Пол мог довольствоваться своей внутренней силой, но, как и некоторым детям из Чоучиллы, мальчику хотелось быть сильным не только психологически, но и физически. «Неужели я собираюсь остаться тем, кому все будут указывать, кто он и что ему делать? — спрашивал себя Пол. — Или я стану кем-то другим?» По его просьбе папа записал Пола на дзюдо, и вскоре додзё уже было местом, где мальчик действительно стал другим. «Там я был самым агрессивным человеком в мире», — вспоминал Пол, явно гордясь тем, как ловко ему удалось направить бойца внутри себя на нужный путь. А еще он подчеркнул важность того, что дзюдо — это вовсе не драка ногами и руками, а боевое искусство, позволяющее заблокировать или нейтрализовать соперника. Благодаря этим занятиям Пол каждый день после учебы имел возможность побеждать кого-то, не причиняя никому вреда.
Судя по всему, ежедневный спорт и физическая активность[197] весьма успешно защищали Пола от депрессии и тревог, которые нередко сопровождают буллинг и другие неблагоприятные жизненные обстоятельства детского периода, но этим дело не ограничивалось. Это были не просто рутинные занятия и тренировки; и в зале дзюдо, и вне его Пол постоянно заставлял себя выходить за собственные пределы[198]. По выходным мальчик надевал футболку с супергероем и пробегал сначала две мили, затем четыре, затем шесть; звук его шагов совпадал по такту с ритмом его дыхания и интенсивной, победной музыкой, которую он слушал на бегу. Иногда Пол представлял себе, что тренируется, готовясь к апокалипсису. Иногда видел себя непобедимым.

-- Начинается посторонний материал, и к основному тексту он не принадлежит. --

PR #3123, opened 2020-03-31
edge: Fix drm_mode.h include

matwey:
Original commit

    01178203434a ("[Edge] Remove drm.h and drm_mode.h (#2614)")

says that drm_mode.h has to come from libdrm, so change the path
accordingly to fix the build.


maxzhen:
ok to test

maxzhen:
retest this please

PR #3125, opened 2020-03-31
XRT-375 Multiple completion interrupts within descriptor chain cause failures

pranjalv-xilinx:
Two changes:

1. Increase default size of descriptor chain to 32
2. Disable setting COMPLETION bit in multiple descriptors within linked chain of descriptors. Only the last descriptor will generate interrupt for completion.

There is issue with descriptor completion count register in XDMA when in a single chain of linked descriptors multiple descriptors have completion bit set. This causes increased interrupts but when driver goes and reads the completion count register the engine has moved further and completed even more descriptors. There are instances of stale interrupts during next engine run and looks like even instances of stale count value being returned in register.

The above has been documented well  "XDMA-1071 MSI-X Interrupt firing prematurely".


pranjalv-xilinx:
retest this please

PR #3126, opened 2020-03-31
CR-1045886: Add XCL_STREAM flags for consistency with CL_MEM flags

stsoe:
XCL_STREAM flags are kernel centric to match CL_MEM flags.


uday610:
@stsoe , this will break all existing test cases? Right ?

stsoe:
@uday610 I left the old flags and marked them deprecated.  If they are used, the compiler will issue a warning during compilation.

PR #3128, opened 2020-03-31
xrt-379 need to recreate firewall subdevice after programming PLP

houlz0507:


src/runtime_src/core/pcie/driver/linux/xocl/subdev/xmc.c
```diff
@@ -2931,7 +2939,13 @@ static int xmc_offline(struct platform_device *pdev)
...
 static int xmc_online(struct platform_device *pdev)
 {
-	return xmc_access(pdev, XOCL_XMC_FREE);
+	int ret;
+
+	ret = xmc_access(pdev, XOCL_XMC_FREE);
+	if (ret && ret != -ENODEV)
+		return ret;
+
+	return 0;
```
xdavidz, line 2948: could be changed to: return (ret && ret != -ENODEV) ? ret : 0;

PR #3135, opened 2020-04-02
xbutil2/xbmgmt2 : Removed classic command signatures / help

rozumx:
With the introduction of xbutil and xbmgmt loader, there isn't a need to implemented the "classic" xbutil/xbmgmt commands in the new version of these applications.  This is because the loader is smart enough to select which version to use.

Work Done
---------
+ Removed "most" the subcommands that will not be supported in xbmgmt2/xbutil2 in 2020.1
+ A few remaining subcommands (e.g., flash and query) will remain until their functionality has been validated in the examine subcommand.


rozumx:
Retest this please

rozumx:
First build failed with regards to missing boost include files on windows.   Retesting to see if this issue still exists.

PR #3138, opened 2020-04-02
add temperature sampling

pgschuey:


hackwa:
looks good. GUI can pick and choose what to display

Надо признать, повзрослевший Пол действительно выглядел почти непобедимым, и я отметила его на редкость уверенный и решительный внешний вид даже в моменты, когда он говорил о весьма тяжелых периодах своей жизни. «Да, сейчас я могу спокойно об этом говорить», — сказал он, что явно означало, что раньше это было ему не под силу. Поэтому меня очень заинтересовало, как он поступал раньше, когда еще не мог свободно говорить о своих проблемах; когда еще не опирался на уверенность, которую дала ему служба в ВМФ. О чем я его и спросила. Как маленький Пол изо дня в день заставлял себя ставить одну ногу перед другой, направляясь на уроки по школьным коридорам? Как он заставлял себя пробегать милю за милей по улицам своего городка? Как он боролся с негативными обстоятельствами все эти годы?
Начало его ответа меня не удивило. Молодой человек сказал, что его отец всегда находился рядом и был готов прийти на помощь. Безусловно, хорошие люди, которые могут хотя бы отчасти компенсировать все плохое, что происходит в жизни человека, чрезвычайно важны. Но потом Пол кое-что добавил. Он назвал, и даже признал в себе одну эмоцию, которая очень часто является частью истории сверхнормальных людей, хотя большинство из них стыдятся и наотрез отказываются признавать ее роль в своих достижениях. «А еще я сильно рассердился, — довольно невозмутимо, как бы между прочим, добавил Пол. — Я понял, что то, что одноклассники делают со мной и моей семьей, совершенно неправильно, и это меня разозлило. Гнев и стал моей главной движущей силой».
* * *
Надо признать, у гнева не слишком хорошая репутация. И ученые, и обычные люди склонны делить эмоции на положительные и отрицательные[199], и из шести универсальных эмоций — счастье, печаль, страх, гнев, отвращение и удивление — только счастье можно отнести к однозначно позитивным, в то время как все остальные являются негативными. Вполне ожидаемо положительные эмоции считаются желательными, а отрицательные нежелательными; позитивные чувства как бы возвышают человека, а негативные, соответственно, тянут вниз[200]. С этой точки зрения такую эмоцию, как счастье, нужно всячески поощрять и культивировать, а страха, печали и гнева старательно избегать или по крайней мере учиться с ними справляться. Так уж сложилось, что гнев считается особенно плохой эмоцией[201]; негативное отношение к нему просматривается во многих древних изречениях. Возьмите, например, слова, предположительно принадлежащие Сенеке: «Гнев — это кислота, которая может нанести больше вреда сосуду, в котором она хранится, нежели тому, на кого она изливается». Или изречение, приписываемое Будде: «Вы будете наказаны не за свой гнев, а своим гневом».